== WHAT YOU ARE ASKED TO DO ==
This task calls for copying every line in the data below that contains the word "search".

[[ TASK DATA open ]]

PR #742, opened 2024-10-15
ZMS-182

NickOvt:
quering for range can be done as a single document, otherwise  shows error too

### DIFF
--- a/lib/handlers/on-search.js
+++ b/lib/handlers/on-search.js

[[ TASK DATA closed ]]

== ANSWER FOR THIS EXERCISE ==
--- a/lib/handlers/on-search.js
+++ b/lib/handlers/on-search.js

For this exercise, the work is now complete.